アマゾン・ドット・コムは12日、米国で向こう1年半に10万人強を採用する計画を発表した。トランプ次期米大統領が企業に米国内での雇用拡大を求める中、同社は注目を集めた。

  食料品からハードウエア、ビデオ、ファッション、クラウドサービスと多角的な事業を展開する同社にとって、人員増強はさほど意外なことではないが、アマゾンのジェフ・ベゾス最高経営責任者(CEO)は大統領選挙期間中にトランプ氏と衝突しており、今回の動きは同氏の態度を軟化させる可能性がある。

アマゾンの配送施設で働く従業員
アマゾンの配送施設で働く従業員
Photographer: Martin Leissl/Bloomberg

  ティグレス・ファイナンシャル・パートナーズのアナリスト、アイバン・ファインセス氏は「極めて強力なニュースだ。このタイミングでの発表は間違いなくトランプ氏に花を持たせる」と指摘。「新規雇用はトランプ政権発足後最初の1年半で行われる。タイミングが全てだ」と付け加えた。
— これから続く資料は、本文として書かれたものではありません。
PR #1720, opened 2025-01-14
MLPAB-2575 - use tls rules to make an allow list

andrewpearce-digital:
# Purpose

Only allow network egress to services we use

Fixes MLPAB-2575

## Approach

- add tls rules
- set drop rules to alert mode
- upgrade network module to add log insight query

## Learning

- https://docs.aws.amazon.com/network-firewall/latest/developerguide/rule-group-stateful-creating.html
- https://docs.suricata.io/en/latest/rules/http-keywords.html
- https://docs.suricata.io/en/latest/rules/tls-keywords.html
- https://docs.aws.amazon.com/network-firewall/latest/developerguide/suricata-examples.html#suricata-example-domain-filtering


hawx (approved):

acsauk (approved):
:shipit:

PR #1721, opened 2025-01-15
MLPAB-2793 - use pull through cache for otel collector

andrewpearce-digital:
# Purpose

Remove use of public ecr images, starting with otel collector (ssm agent is not being used at present).

Fixes MLPAB-2793

## Approach

- use pull through cache host for otel collector image


acsauk (approved):
:shipit:

PR #1727, opened 2025-01-16
MLPAB-2802 - drop traffic that is not in the allowlist

andrewpearce-digital:
# Purpose

Enable dropping of requests not in allow list

Fixes MLPAB-2802

## Approach

- set alarm rules to drop mode
- remove .amazon.com from allow list as all requests for aws should be going through a vpc endpoint


acsauk (approved):
:shipit:

PR #1728, opened 2025-01-16
MLPAB-2154: Show banner (and hide content) when LPA withdrawn

acsauk:
# Purpose

Fixes MLPAB-2154

### DIFF
--- a/internal/donor/donorpage/progress.go
+++ b/internal/donor/donorpage/progress.go
@@ -47,6 +47,18 @@ func Progress(tmpl template.Template, lpaStoreResolvingService LpaStoreResolving
 			Progress: progressTracker.Progress(lpa),
 		}
 
+		if !donor.WithdrawnAt.IsZero() {
+			data.InfoNotifications = append(data.InfoNotifications, progressNotification{
+				Heading: "lpaRevoked",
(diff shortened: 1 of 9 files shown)


internal/donor/donorpage/progress.go
```diff
@@ -47,6 +47,18 @@ func Progress(tmpl template.Template, lpaStoreResolvingService LpaStoreResolving
...
+		if !donor.WithdrawnAt.IsZero() {
+			data.InfoNotifications = append(data.InfoNotifications, progressNotification{
+				Heading: "lpaRevoked",
+				Body: appData.Localizer.Format(
+					"weContactedYouOnAboutLPARevokedOPGWillNotRegister",
+					map[string]any{"ContactedDate": appData.Localizer.FormatDate(donor.WithdrawnAt)},
+				),
+			})
+
+			return tmpl(w, data)
```
hawx, line 59: I think we should still show any other relevant notifications

hawx: but also I wanted to discuss on this ticket whether we should even do it, as the missing button seemed more "final"

hawx (approved):

PR #1730, opened 2025-01-17
MLPAB-2702 Store hash of sharecodes and control where plaintext is used

hawx:


internal/sharecode/sharecodedata/code.go
```diff
@@ -0,0 +1,59 @@
...
+import (
+	"crypto/sha256"
+	"encoding/hex"
+	"log/slog"
+	"net/url"
+
+	"github.com/ministryofjustice/opg-modernising-lpa/internal/random"
+)
+
+func Generate() (PlainText, Hashed) {
```
hawx, line 12: this is the main change, replacing `random.String(12)` so you get a plaintext and hashed version that are then only used in the appropriate places

acsauk (approved):
:shipit:

PR #1880, opened 2025-04-03
MLPAB-2945 - Use CMK for events emitted log group

andrewpearce-digital:
# Purpose

A CMK supports key policies to manage access to encrypt and decrypt

Fixes MLPAB-2945

## Approach

- use app logs cmk for emitted events log group

## Learning


acsauk (approved):
:shipit:

PR #1887, opened 2025-04-08
MLPAB-2400 Allow entering non-uk address for donor

hawx:


andrewpearce-digital (approved):

internal/donor/donordata/provided_test.go
```diff
@@ -607,6 +607,29 @@ func TestActorAddressesActorWithNoAddressIgnored(t *testing.T) {
 	assert.Equal(t, want, donor.ActorAddresses())
 }
 
+func TestActorAddressesActorWithNonUKAddressIgnored(t *testing.T) {
+	donor := &Provided{
+		Donor: Donor{FirstNames: "Donor", LastName: "Actor", Address: place.Address{
+			Line1:      "123 Rue Faux",
+			TownOrCity: "La Ville Fausse",
```
acsauk, line 614: lol

internal/onelogin/did_test.go
```diff
@@ -76,8 +76,20 @@ func TestGetDIDWhenRefreshAfterCacheControlDuration(t *testing.T) {
 
 	logger := newMockLogger(t)
 
-	client := getDID(ctx, logger, doer, "identity-url")
-	client.refreshRateLimit = time.Duration(0)
+	// create and start client to prevent data race on refreshRateLimit
```
acsauk, line 79: 🙌

internal/place/international_address.go
```diff
@@ -0,0 +1,50 @@
...
+		line2 = a.Town
+	}
+
+	return Address{
+		Line1: line1,
+		Line2: line2,
+		Line3: line3,
+		// putting region here is weird, but don't really have a better place to
+		// store in the current structure
+		TownOrCity: a.Region,
```
acsauk, line 46: Tricky one...as a gut feeling having town and region together feels marginally better than region displayed as town. Obvs this is edge of edge case and may not matter so lets see how this tests with some real addresses.

acsauk (approved):
:shipit:

internal/place/international_address.go
hawx: yeah we really need some real uses, I discussed with Greg and the fields aren't used for anything other than ordering the address. So (very) long term, maybe we'll move to a more generic "list of lines" format

PR #1908, opened 2025-04-23
MLPAB-2966 stop using deprecated state lock mechanism for terraform

andrewpearce-digital:
# Purpose

Using dynamodb for state locking is now deprecated.

Fixes MLPAB-2966

## Approach

- set `use_lockfile` to true in S3 backend setup for environment and account level terraform 

## Learning

- https://developer.hashicorp.com/terraform/language/backend/s3#state-locking


acsauk (approved):
:shipit:

PR #1911, opened 2025-04-23
MLPAB-2934 - Address invalid attribute combination in S3 lifecycle rule

andrewpearce-digital:
# Purpose

Lifecycle rules have some required attributes even if they are empty

Fixes MLPAB-2934

## Approach

- add a filter to the `abort multipart uploads` rule that uses the default prefix value for rules

## Learning

- https://registry.terraform.io/providers/hashicorp/aws/latest/docs/resources/s3_bucket_lifecycle_configuration#filter


acsauk (approved):
:shipit:

PR #1917, opened 2025-04-25
MLPAB-2994 - Resolve invalid attribute combination warnings

andrewpearce-digital:
# Purpose

There are invalid attribute combination warnings for S3 lifecycle configurations

Fixes MLPAB-2994

## Approach

- add empty prefix filter for each s3 lifecycle configuration


acsauk (approved):
:shipit:

PR #1969, opened 2025-05-30
Align demo environment with other demo envs

gregtyler:
# Purpose

We now have a demo UID env and a demo Sirius env, so make MRLPA demo env talk to them:

FIxes SP-2848 #patch

## Approach

- Generate UIDs in the demo UID store
- Send events to the demo Sirius event bus
- Send reduced fees evidence to the demo bucket S3 bucket


gregtyler:
> I think we'll need to update the [firewall rules](https://github.com/ministryofjustice/opg-modernising-lpa/blob/main/terraform/account/region/network_firewall_rules.rules#L7) to have the new UID store address allow listed.

Good point, I've updated "development" -> "demo" and remove "integration" because there isn't an integration environment

andrewpearce-digital (dismissed):

andrewpearce-digital (approved):

PR #1970, opened 2025-05-30
MLPAB-2990: Replace inline name and date of birth errors with interruptions

acsauk:
# Purpose

Fixes MLPAB-2990


cypress/e2e/donor/add-correspondent.cy.js
```diff
@@ -84,4 +84,27 @@ describe('Add correspondent', () => {
                 });
             });
     });
+
+    it.only('warns when name shared with donor', () => {
```
hawx, line 88:
```suggestion
    it('warns when name shared with donor', () => {
```

hawx (dismissed):

cypress/e2e/donor/add-correspondent.cy.js
acsauk: Interesting, the stop-only pre-commit hook didn't pick this up 🤔

PR #2017, opened 2025-07-02
MLPAB-2173 Add some dynamo integration tests

hawx:
I wanted to prove that `Create` and `CreateOnly` were the same. Then thought I may as well extend to other things too, although this is not exhaustive yet, I left the methods that require indexes for another day and it is only happyish paths.


acsauk (approved):
:shipit:

PR #2074, opened 2025-08-07
MLPAB-3231: Use imposter-go for mock-pay

acsauk:
# Purpose

Fixes MLPAB-3231

### DIFF
--- a/docker/docker-compose.yml
+++ b/docker/docker-compose.yml
@@ -183,6 +183,8 @@ services:
       context: ..
       dockerfile: docker/mock-pay/Dockerfile
     container_name: mock-pay
+    environment:
+      - IMPOSTER_LOG_LEVEL=TRACE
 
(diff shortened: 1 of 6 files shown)


docker/docker-compose.yml
```diff
@@ -183,6 +183,11 @@ services:
       context: ..
       dockerfile: docker/mock-pay/Dockerfile
     container_name: mock-pay
+    environment:
+      - IMPOSTER_LOG_LEVEL=TRACE
+
+    ports:
+      - "10001:8080"
```
hawx, line 190: do we need to keep the ports?

hawx (approved):

docker/docker-compose.yml
acsauk: No, this is from experimenting with the mock endpoints, I'll drop 👍

PR #2148, opened 2025-09-16
MLPAB-1500: Add privacy notice

acsauk:
# Purpose

Fixes MLPAB-1500


hawx (approved):
but feel free to merge if you disagree, as it probably won't be something we change that often

PR #2158, opened 2025-09-23
MLPAB-3305 Normalise capitalisation and hyphenation when matching names

hawx:
Also adds a similar change for address matching


acsauk (approved):
:shipit:

PR #1649, opened 2026-07-11
nix: add module options for the NixOS module

cswimr:
This PR moves the pre-existing NixOS module to its own file, and adds `.enable` & `.package` options for it. The input server option defaults to being enabled, so this isn't a breaking change. It just allows people to disable the input server (and therefore disable needing to have VIcinae in their store, if they're not using the home-manager module) without having to remove the NixOS module from their imports.

Also renamed `module.nix` -> `home-manager-module.nix` for clarity, now that `nix/` has two modules.


nix/nixos-module.nix
```diff
@@ -0,0 +1,28 @@
...
+  config,
+  ...
+}: let
+  cfg = config.services.vicinae-input-server;
+in {
+  options.services.vicinae-input-server = {
+    enable = lib.mkOption {
+      type = lib.types.bool;
+      default = true;
+      description = "Enable Vicinae's input server. Required for some functionality such as clipboard / emojji pasting and snippets.";
```
vMohammad24: typo (emoji)

cswimr:
@vMohammad24 if you wouldn't mind reviewing this that'd be great

nix/nixos-module.nix
```diff
@@ -0,0 +1,28 @@
+self: {
+  pkgs,
+  lib,
+  config,
+  ...
+}: let
+  cfg = config.services.vicinae-input-server;
+in {
+  options.services.vicinae-input-server = {
```
vMohammad24: in my opinion having this under programs.vicinae.input-server would be way better

nix/nixos-module.nix
```diff
@@ -0,0 +1,28 @@
...
+    enable = lib.mkOption {
+      type = lib.types.bool;
+      default = true;
+      description = "Enable Vicinae's input server. Required for some functionality such as clipboard / emojji pasting and snippets.";
+    };
+    package = lib.mkPackageOption self.packages.${pkgs.stdenv.hostPlatform.system} "default" {
+      extraDescription = "The Vicinae package to wrap.";
```
vMohammad24, line 16: when would this be used? I think it should just be .enable and have the same functionality as the old one.

cswimr: I don't see why we shouldn't expose .package. We expose it for the home-manager module, this is no different.

vMohammad24: true i guess

nix/nixos-module.nix
```diff
@@ -0,0 +1,28 @@
+self: {
+  pkgs,
+  lib,
+  config,
+  ...
+}: let
+  cfg = config.programs.vicinae-input-server;
```
vMohammad24: could you rename this to `programs.vicinae.input-server`, this is the idiomatic way to do it, it's better for users using repl, LSP and generally easier to find than the alternative (other projects do this as well (e.x: `programs.steam.gamescopeSession`))

cswimr: Well, `programs.steam` is its own module. `programs.vicinae` doesn't exist on the NixOS side of things. This is controlling the vicinae input server, not vicinae itself. I think keeping it under its own namespace makes more sense. Willing to change it though.

cswimr: I suppose putting it under `programs.vicinae.input-server` makes sense if we have to add more options to the nixos module in the future.

vMohammad24: > I suppose putting it under `programs.vicinae.input-server` makes sense if we have to add more options to the nixos module in the future.

yeah exactly, it doesnt really matter at the end both work the same its just more of a qoL thing, up to you. LGTM otherwise.

skifli:
I recently updated my flake.lock and the input server stopped working - after searching through the Home Manager nixOS options for Vicinae I didn't find anything, and it was only when I went through the Vicinae GitHub repository here that I realised that a new option for the input server had been added. However, I would like to ask whether part of the design is intended behaviour. 

```diff
 {
   inputs,
   userVars,
   ...
 }: {
+  imports = [
+    inputs.vicinae.nixosModules.default
+  ];
+
+  programs.vicinae.input-server.enable = true; # Needed for snippets
+
   home-manager = {
     sharedModules = [inputs.vicinae.homeManagerModules.default];

     users.${userVars.username} = {
      programs.vicinae = {
        enable = true;
      };
     };
   };
 }
```

Above, you can see a simplified example of how I configure Vicinae in my [nixfiles](https://github.com/skifli/nixos/blob/0b1034ecf50c4bebd5ebbad194515dea76275047/users/programs/launcher/vicinae.nix) and the Git diff after this update. My question is would it not be better to also add the input server option to the home manager configuration? Because now, unless I am misunderstanding something (which I may be as my nix knowledge is probably not as extensive as you guys), unlike before when the input server was automatically enabled for the home manager module, now it is not. And that means that it has to be enabled, but since it only exists as a root program, the extra nixosModules input has to be separately imported, and the input server has to be manually enabled on its own, completely separate from the home manager configuration which contains everything else.

Again, I might be completely misunderstanding the correct way to configure Vicinae - in which case do please correct me :heart: .

vMohammad24:
it's true by default, you only need to import the nixos module, it's the same exact behavior as before this PR.

skifli:
> it's true by default, you only need to import the nixos module, it's the same exact behavior as before this PR.

Oh yes of course, but still, before the PR the nixos module didn't have to be imported - now it does, which in my opinion is a bit confusing / cumbersome as one would be importing the nixos module to enable a function that doesn't exist in the home manager module, when all of the other configuration is done in the home manager module. But still, if it's intended behaviour it doesn't matter, just might be good to add to the docs. Thanks anyway.

vMohammad24:
it is in the docs, the nixos module is required so we can create a wrapper with permission to read and write user input, it's always been needed.  the only difference this PR introduces is that we now have an option to disable the input server while keeping the nixos module.

PR #1651, opened 2026-07-12
fix: accept object form of List/Grid `filtering` prop

### LINKED ISSUE #1581: List `filtering={{ keepSectionOrder }}` object form crashes extension worker (parseRenderPayload: expected_true_or_false)
**System information**

- Version: v0.22.0 (5d5a50db0)
- Provenance: nix
- OS: NixOS 26.11 (Zokor) - 26.11
- QT Platform: wayland
- DE: Hyprland/Wayland

**Describe the bug**

`parseRenderPayload` rejects the object form of the `List` `filtering` prop. The Raycast API types `filtering` as `boolean | { keepSectionOrder: boolean }`, but the parser only accepts a boolean — when a render payload contains `"filtering":{"keepSectionOrder":true}` it aborts with `expected_true_or_false`, the view never renders, and the extension worker exits with code 1.

This breaks several stock **Linear** extension (`store.raycast.linear`) commands that use the object form: **My Issues**, **Search Projects**, **Created Issues**, **Active Cycle**. **Search Issues** works because it passes `filtering={false}`.

**To Reproduce**

Minimal (no Linear needed) — a command rendering:

```tsx
import { List } from "@vicinae/api";

export default function Command() {
  return (
    <List filtering={{ keepSectionOrder: true }}>
      <List.Item title="test" />
    </List>
  );
}
```

The worker crashes on render. Or, via the store: install the Linear extension, log in, run **My Issues** or **Search Projects** → blank/closes, worker exits.

**Expected behavior**

The object form `filtering={{ keepSectionOrder: true }}` renders the same as `filtering={true}` (honoring or ignoring `keepSectionOrder`), instead of crashing the worker.

**Screenshots**

N/A — failure is in the render pipeline, no UI shown.

**Additional context**

Server logs on running **Search Projects**:

```
[E] Loaded extension store.raycast.linear:search-projects
[E] Started extension linear:search-projects
[V] parseRenderPayload: failed: "1:78: expected_true_or_false
    ...sLoading":true,"filtering":{"keepSectionOrder":true},"pagination...
                                      ^"
[E] Worker store.raycast.linear:search-projects exited with code 1
```

Upstream Raycast source uses the object form directly (e.g. `extensions/linear/src/assigned-issues.tsx`, `components/ProjectList.tsx`, `created-issues.tsx`, `active-cycle.tsx`), so it's valid extension code — the incompatibility is in Vicinae's parser. Distinct from #729 (that failure is `Action.PickDate` / React #130).

*(Bug report drafted with AI assistance — Claude Opus 4.8.)*

noamsto:
Fixes #1581.

`parseRenderPayload` only accepted a boolean for the `List`/`Grid` `filtering` prop, but Raycast types it as `boolean | { keepSectionOrder: boolean }`. The object form aborted with `expected_true_or_false`, so the view never rendered and the extension worker exited — breaking stock Linear commands that use it (My Issues, Search Projects, Created Issues, Active Cycle).

This types the wire `filtering` as `std::variant<bool, FilteringOptionsWire>` — mirroring the existing `ActionPannelSubmenu` filtering handling — and collapses it to the enabled bool. The object form enables filtering; `keepSectionOrder` is not honored yet (matches the boolean behavior).

Tested locally: `linux-debug` build passes, and `parseRenderPayload` now parses both `filtering: true` and `filtering: { keepSectionOrder: true }` for List and Grid into a real model instead of returning empty.

_Made with assistance from Claude (Opus 4.8)._

### DIFF
--- a/src/server/src/extend/model-deser.cpp
+++ b/src/server/src/extend/model-deser.cpp
@@ -320,9 +320,22 @@ template <> struct glz::meta<ListWireChild> {
       std::array{"list-item", "list-section", "action-panel", "empty-view", "dropdown"};
 };
 
+// Raycast types `filtering` as `boolean | { keepSectionOrder: boolean }`. The
+// object form enables filtering; keepSectionOrder is not honored yet.
+struct FilteringOptionsWire {
+  bool keepSectionOrder = false;
+};
+
+static bool resolveFiltering(const std::optional<std::variant<bool, FilteringOptionsWire>> &filtering,
+                             bool fallback) {
+  if (!filtering) return fallback;
+  if (auto *enabled = std::get_if<bool>(&*filtering)) return *enabled;
+  return true;
+}
+
 struct ListModelWire {
   bool isLoading = false;
-  std::optional<bool> filtering;
+  std::optional<std::variant<bool, FilteringOptionsWire>> filtering;
   bool throttle = false;
   bool isShowingDetail = false;
   std::string navigationTitle;
@@ -365,7 +378,7 @@ template <> struct glz::meta<GridWireChild> {
 
 struct GridModelWire {
   bool isLoading = false;
-  std::optional<bool> filtering;
+  std::optional<std::variant<bool, FilteringOptionsWire>> filtering;
   bool throttle = false;
   double aspectRatio = 1.0;
   std::optional<int> columns;
@@ -788,7 +801,7 @@ static ListModel toListModel(ListModelWire &w) {
   ListModel m;
   m.dirty = true;
   m.isLoading = w.isLoading;
-  m.filtering = w.filtering.value_or(!w.onSearchTextChange.has_value());
+  m.filtering = resolveFiltering(w.filtering, !w.onSearchTextChange.has_value());
   m.throttle = w.throttle;
   m.isShowingDetail = w.isShowingDetail;
   m.navigationTitle = std::move(w.navigationTitle);
@@ -854,7 +867,7 @@ static GridModel toGridModel(GridModelWire &w) {
   GridModel m;
   m.dirty = true;
   m.isLoading = w.isLoading;
-  m.filtering = w.filtering.value_or(!w.onSearchTextChange.has_value());
+  m.filtering = resolveFiltering(w.filtering, !w.onSearchTextChange.has_value());
   m.throttle = w.throttle;
   m.aspectRatio = w.aspectRatio;
   m.columns = w.columns;


arturict:
Could you add a tiny reproduction for object-form filtering behavior to reduce ambiguity in expected output?

noamsto:
@arturict Here is the expected `filtering` behavior for every input shape. `parseRenderPayload` resolves the wire `filtering` prop against the `onSearchTextChange` fallback via `resolveFiltering`:

| Payload `filtering`                     | `onSearchTextChange` | Resolved `filtering` |
|-----------------------------------------|----------------------|----------------------|
| `{"keepSectionOrder": true}` (object)   | any                  | `true`               |
| `{"keepSectionOrder": false}` (object)  | any                  | `true`               |
| `true`                                  | any                  | `true`               |
| `false`                                 | any                  | `false`              |
| absent                                  | absent               | `true`               |
| absent                                  | present              | `false`              |

The object form always enables filtering (matching Raycast, where the object is used to tweak filtering, not disable it); `keepSectionOrder` is parsed but not honored yet. The boolean form passes through unchanged, and the absent case keeps the prior default (filter locally unless the extension drives search via `onSearchTextChange`).

Before the fix, the object form hit `expected_true_or_false` and aborted the whole render, so the last two columns were the only reachable states.

aurelleb:
I think this guy is just spamming slop everywhere, please don't bother @noamsto

arturict:
That's fair feedback. I'm trying to move from wanting to contribute to OSS to actually doing useful work. I do use AI to assist with analysis and drafting, but I review and approve everything before posting. In this case, my comment was too generic and didn't add enough value, and that's on me.

I'll pause contributing here for now. If the maintainers are open to it, I'm happy to continue only when I can reproduce something and add concrete evidence. If they'd prefer that I move elsewhere, that's completely fine too — no hard feelings.

aurelleb:
one more llm message and you are getting permanently banned from contributing here I'm not kidding @arturict 
You clearly don't understand what is happening here and you are not helpful at all
image

arturict:
> one more llm message and you are getting permanently banned from contributing here I'm not kidding @arturict 
> You clearly don't understand what is happening here and you are not helpful at all
> 

Sorry man, English isn't my first language. I think its better that i stop. Good success with y'all's work.

aurelleb:
English is not my first language either, not an excuse. And you won't see me spam pull requests and issues with meaningless  messages like you did.

PR #1652, opened 2026-07-12
feat: adds the cwd to the extension launch context when the extension is launched from the cli

FredrikMWold:
remake of #1523

### DIFF
--- a/figura/manager-extension.fig
+++ b/figura/manager-extension.fig
@@ -33,6 +33,7 @@ struct LaunchEventData {
   support_path: string;
   preferenceValues: any;
   argumentValues: any;
+  launch_context: any;
   is_raycast: bool;
   owner_or_author_name: string;
   launch_type: LaunchType;
--- a/figura/manager.fig
+++ b/figura/manager.fig
@@ -38,6 +38,7 @@ struct LoadOptions {
   owner_or_author_name: string;
   arguments: any;
   preferences: any;
+  launch_context: any;
   launch_type: LaunchType;
   capabilities: Capabilities;
 };
--- a/src/cli/src/cli.cpp
+++ b/src/cli/src/cli.cpp
@@ -8,11 +8,32 @@
 #include "generated/version.h"
 #include "theme.hpp"
 #include "ipc-client.hpp"
+#include <filesystem>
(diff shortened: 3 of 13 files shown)


aurelleb:
Something I don't like with the current deeplink approach is that a deeplink is a generic concept that is not only used for launching commands. As a result the CLI interface for it feels a bit clumsy and undocumented (we pass things as url parameters).

I wonder if, for advanced CLI use like you do, it wouldn't be preferable to have a dedicated `vicinae launch` verb that can take domain specific flags (for example to override cwd manually if needed) so that we can specifically address launching commands as its own specific thing.

Deeplinks are still useful because they can be used as URIs but for advanced scripting needs I feel like they are starting to become a bit annoying.

What do you think about that?

FredrikMWold:
I think it would be good improvement. Allowing an args array would nice too.  That would make it easier to pipe stuff into it. Like git does to your editor command.

aurelleb:
can you elaborate on what you mean? can you give an example usage?

FredrikMWold:
The example would be to allow both 
`vicinae launch <extension>  <arg1> <arg2>`
`vicinae launch <extension>  --namedarg <value>` 

An example use case is for the "use vicinae as your git editor" extension i have.
When you call git commit, git uses your defined editor and calls it with a file path. 

With support for an arg array you would be able to set your editor to this and i should just work:
`vicinae launch git-editor`. It would then be called like this `vicinae launch git-editor <path-to-temp-commit-file>`

aurelleb:
I see that would be pretty cool indeed. However I'm not sure about how we would implement the positional argument thing, because arguments are identified by keys

FredrikMWold:
Would there be an issue with a simple solution like just assigning something like $1, $2, $3 ... as keys to unnamed arguments?

aurelleb:
Actually I just realized we specify arguments as an array in the manifest. So we can just assume positional arguments are given in order. Since they are also shown in order in the launcher UI I guess it makes sense. The CLI would return an error if one required argument is missing.

FredrikMWold:
That sounds good

arturict:
Would be helpful to include an example output for newly added launch context metadata when extension launched from CLI.

PR #1661, opened 2026-07-13
Adds new cmd verb to cli and attaches cwd to extension launch from it

### LINKED ISSUE #1657: "command" verbs in CLI

Currently the only way to start a vicinae command from the CLI is to use the deeplink which is a generic concept that also applies to standard controls / navigation. This makes it difficult to add domain specific parameters to it, as they have to be passed as URL parameters which are not easily discoverable

- `vicinae cmd ls` to list all loaded commands
- `vicinae cmd launch <entrypoint> [...args]` to launch a given command

`vicinae cmd launch` can take command arguments as follows:

Let's assume the command takes two strings as input, `foo` and `bar`:

```
# positional arguments after the entrypoint will be matched to every argument in order
vicinae cmd launch my-extension.foobar MyFoo MyBar
```

`vicinae cmd launch` may also accept arguments such as `--cwd` to forward a different current working directory to the command. The command should have a way to read what `cwd` the launch was initiated from. See #1652 

Deeplink usage, but too bare bones for advanced scripting needs.

FredrikMWold:
This PR adds a new `cmd` cli verb that lets the user launch a command from the cli easier. It also attaches the cwd to the a new launchContext for extensions.

image
image
image

Fixes #1657

### DIFF
--- a/figura/ipc.fig
+++ b/figura/ipc.fig
@@ -40,8 +40,12 @@ struct LaunchCommandResponse {
   error?: string;
 };
 
+struct CommandInfo {
+  id: string;
+};
+
 struct ListCommandsResponse {
-  commands: string[];
+  commands: CommandInfo[];
 };
 
 struct DMenuRequest {
--- a/figura/ipc.fig
+++ b/figura/ipc.fig
@@ -43,6 +43,7 @@ struct LaunchCommandResponse {
 
 struct CommandInfo {
   id: string;
+  name: string;
 };
 
 struct ListCommandsResponse {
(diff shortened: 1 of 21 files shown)


arturict:
Nice user-facing change. A quick screenshot or log excerpt around extension command output would help verify payload shape.

arturict:
Looks good. Can you validate CLI help text/docs mention the new --format index option and the output compatibility expectations (text vs index).

aurelleb:
@FredrikMWold I added the ability to list/launch all kinds of entrypoints including apps, scripts, shortcuts etc since I don't really see a valid reason to exclude them. They can all have arguments, and the launch deeplink supports them as well

FredrikMWold:
Why not, even better 😁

  ベゾス氏とトランプ氏は大統領選挙期間中、お互いに敵意をむき出しにしていた。ベゾス氏が自身のロケットを使いトランプ氏を宇宙に送ろうと冗談を飛ばしたのに対し、トランプ氏はアマゾンが「極めて重大な」反トラスト法(独占禁止法)上の問題を抱えていると述べ、ベゾス氏がワシントン・ポスト紙を使い、課税問題でアマゾンに力添えするよう政治家に影響力を及ぼそうとしていると批判していた。
 
  アマゾンによると、新規雇用は「全米のあらゆる種類の経験、教育、技能の水準を持つ人々を対象にエンジニアやソフトウエア開発者から新卒レベルや実習生などのポジションに及ぶ」という。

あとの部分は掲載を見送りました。